Единство Церкви не противостоит единству мира, так как и Церковь не находится в отношении противостояния к тварному миру. Церковь — икона того, чем станет человечество; она — смысл мира, его вразумительность (intelligibilite) или, по знаменательному выражению Оригена, «космос космоса». Церковь остается сердцем мира, даже если мир не знает своего сердца. Отсюда следует, что все, переживаемое ею, она переживает символически, в высоком смысле слова. Она познает единство мира, открытое Духом. Так будет до паруссии, когда мир и Церковь станут единой супругой Господа, пришедшего во славе.

Мир и Церковь могут явить единое предназначение, единую волю к обустройству земли. И в то же время Церковь, таинственно связанная со Христом, Церковь, которой открывает свои предначертания судия истории — Дух, — живет, постоянно теснимая миром. Она сама постоянно теснит мир. Она для истории — всегда «жало в плоть». Она возвещает свет грядущий, Царство не от мира сего. Она провозглашает надежду на спасение, которое дано ей, которого она ожидает в молитве, предвкушает в таинстве и которое нельзя попросту отождествить с энергией человека, воздвигающего собственный град. Церковь погружена в купель вечности, которая не может полностью проявиться ни в каком деле человеческом. Ее связь с концом — не просто восходящая история. В ней есть измерение «катастрофы», ибо в природе вещей присутствует разрыв ткани, который исцелит только мир Царства.
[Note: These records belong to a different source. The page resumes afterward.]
PR #531, opened 2020-11-09
JENKINS-63982 Support EC2/S3 Endpoints for AWS-CN Partition

els-grazziotinf:
AWS operates different Partitions such as US-GovCloud and AWS-CN.
This patch improves support for Jenkins instances operating
ec2-plugin in the AWS-CN partition as it has a different DNS Suffix
than those in US-based Amazon Web Services.

### DIFF
--- a/CHANGELOG.md
+++ b/CHANGELOG.md
@@ -1,8 +1,5 @@
 ## Changelog
 
-### Next version
-- Support AWS China partition under amazonaws.com.cn for EC2 and S3 endpoints.
-
 ### Version 1.46 (September 25, 2019)
 - Configure release drafter and Dependabot
 - JENKINS-25106 - Support for minimum number of instances
--- a/CHANGELOG.md
+++ b/CHANGELOG.md
@@ -1,5 +1,8 @@
 ## Changelog
 
+### Next version
+- Support AWS China partition under amazonaws.com.cn for EC2 and S3 endpoints.
+
 ### Version 1.46 (September 25, 2019)
 - Configure release drafter and Dependabot
 - JENKINS-25106 - Support for minimum number of instances
--- a/src/test/java/hudson/plugins/ec2/AmazonChinaEC2CloudTest.java
+++ b/src/test/java/hudson/plugins/ec2/AmazonChinaEC2CloudTest.java
@@ -1,0 +1,94 @@
+/*
+ * The MIT License
+ *
+ * Copyright (c) 2004-, Kohsuke Kawaguchi, Sun Microsystems, Inc., and a number of other of contributors
+ *
+ * Permission is hereby granted, free of charge, to any person obtaining a copy
+ * of this software and associated documentation files (the "Software"), to deal
+ * in the Software without restriction, including without limitation the rights
+ * to use, copy, modify, merge, publish, distribute, sublicense, and/or sell
+ * copies of the Software, and to permit persons to whom the Software is
+ * furnished to do so, subject to the following conditions:
+ *
+ * The above copyright notice and this permission notice shall be included in
+ * all copies or substantial portions of the Software.
+ *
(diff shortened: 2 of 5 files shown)


MRamonLeon (commented):
How can I test it? I tried to set an alternate ec2 endpoint using `https://ec2.cn-north-1.amazonaws.com.cn` but the regions didn't get populated.

Do I have to be in China or china vpn or maybe some restriction I have?

I would like to take another approach to avoid the hack for comparing the region with `cn-`. For example by changing the connect method to pass to it the region instead of the endpoint, so the SDK is the one which calculate the final endpoint, not us. The only problem is how to pass the proxy configured in Jenkins.

els-grazziotinf:
> How can I test it? I tried to set an alternate ec2 endpoint using `https://ec2.cn-north-1.amazonaws.com.cn` but the regions didn't get populated.

AWS-CN is a different partition, you need to be operating in it (e.g. EC2 Instance locally, or AWS-CN IAM Credentials). If you have AWS "global" credentials and try to access the AWS-CN region it won't do. If you check the logs, you probably received the following response from AWS API:

{code}
An error occurred (InvalidClientTokenId) when calling the GetCallerIdentity operation: The security token included in the request is invalid
{code}

 
> Do I have to be in China or china vpn or maybe some restriction I have?

You would need an AWS Account in AWS-CN. Due Chinese regulations you need identity verification, more information https://www.amazonaws.cn/en/about-aws/china/faqs/#beijing-account-cn

> I would like to take another approach to avoid the hack for comparing the region with `cn-`. For example by changing the connect method to pass to it the region instead of the endpoint, so the SDK is the one which calculate the final endpoint, not us. The only problem is how to pass the proxy configured in Jenkins.

I wish the SDK had a better way of determining the partition, unfortunately I could not find a better way.
I'm not that versed in AWS Java SDK to refactor in the way you suggested, sorry.

src/test/java/hudson/plugins/ec2/AmazonChinaEC2CloudTest.java
```diff
@@ -0,0 +1,94 @@
...
+
+import java.io.IOException;
+import java.util.Collections;
+
+import static org.junit.Assert.assertEquals;
+
+/**
+ * @author Felipe Grazziotin
+ */
+public class AmazonChinaEC2CloudTest {
```
imuqtadir, line 48: Can we keep the class name generic and not specific to China. Mayb something like `AmazonEC2PartitionCloudTest`. We may have other partitions in future and keeping it generic may help with extensibility. I'm okay with test names, it's just the class naming.

els-grazziotinf: I've renamed as AmazonPartitionEC2CloudTest as suggested, also rebased on top of latest master.

MRamonLeon (approved):
LGTM although I believe the S3 endpoint is never used, so we could remove the method. I approve anyway if you don't want to review this.

imuqtadir (approved):
lgtm!

CHANGELOG.md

Отсюда следует, что христианский поиск нельзя отождествить ни с каким иным поиском. Христианин — это возмутитель, он ставит под вопрос весь устоявшийся порядок. Он пребывает более в движении, чем в «установлении». Он призывает к постоянному перерастанию пределов, и поэтому на него смотрят как на подрывной элемент. Поэтому его не приемлют свои, те, которые подменили борьбу правым или левым легитимизмом. В самом лоне этого богословия общения между Церковью и миром живет этика раскола или, по крайней мере, дистанции. Христианин вышел из храма, чтобы быть посредником Христовым в работе, в искусстве, в политике. Ему открывается присутствие Христа в мире людей. И через то священство, в которое он облачен, восходят к небесному храму все человеческие упования на добро и красоту. Он знает, что, приняв Тело Господне, несет в себе тело всего человечества, которому бесконечно сострадает. Он готов погубить свою душу, чтобы человечество обрело свободу. В этом движении он отрясает тело Церкви от синагогальной пыли, ритуалистической косности, и в то же время он распят своими спутниками по земному странствию, пригвожден ко кресту неисцелимого одиночества.